(Stored items)
------------------------
PR #845, opened 2023-05-26
fix(notification): new message notification sound after turning off all notifications

### LINKED ISSUE #836: bug(notification): new message notification sound after turning off all notifications
- Still receiving new message notification sound after turning off all notifications in settings tab
[]Windows
MacOS

Jekrimo:
### What this PR does 📖

- Add check for all enabled

- Resolve #836
-


phillsatellite (approved):

sdwoodbury (commented):
do we need to be able to configure a way for sounds to play when a message is received while notifications are disabled?

also, this seems like this is a good time to address the `todo` on line 370 - about only dispatching notifications when the app isn't in focus.

Jekrimo:
> do we need to be able to configure a way for sounds to play when a message is received while notifications are disabled?
> 
> also, this seems like this is a good time to address the `todo` on line 370 - about only dispatching notifications when the app isn't in focus.

EDIT: what do you mean by `way for sounds to play when a message is received` would these not still be a notification? I'm trying to think of an exception past like audio messages but that dif

I don't see us turning off notifications sounds as the same thing as turning off all sounds for the app. We definitely need a sound / audio manager in settings but I don't think they would be connected, right? @sdwoodbury

sdwoodbury:
> > do we need to be able to configure a way for sounds to play when a message is received while notifications are disabled?
> > also, this seems like this is a good time to address the `todo` on line 370 - about only dispatching notifications when the app isn't in focus.
> 
> EDIT: what do you mean by `way for sounds to play when a message is received` would these not still be a notification? I'm trying to think of an exception past like audio messages but that dif
> 
> I don't see us turning off notifications sounds as the same thing as turning off all sounds for the app. We definitely need a sound / audio manager in settings but I don't think they would be connected, right? @sdwoodbury

My understanding is that what you call a notification has 2 parts - a toast (what i'm calling a Notification) and a sound.

stavares843:
as discussed [here](https://discord.com/channels/997540176488300544/1023763769081475072/1115692644887179285) that needs a bigger refactor in the settings, merging to improve that later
------------------------
* _BRIEF_: Line count for "after": determine it from the data and answer with the number by itself.

* _TASK SOLUTION_: 3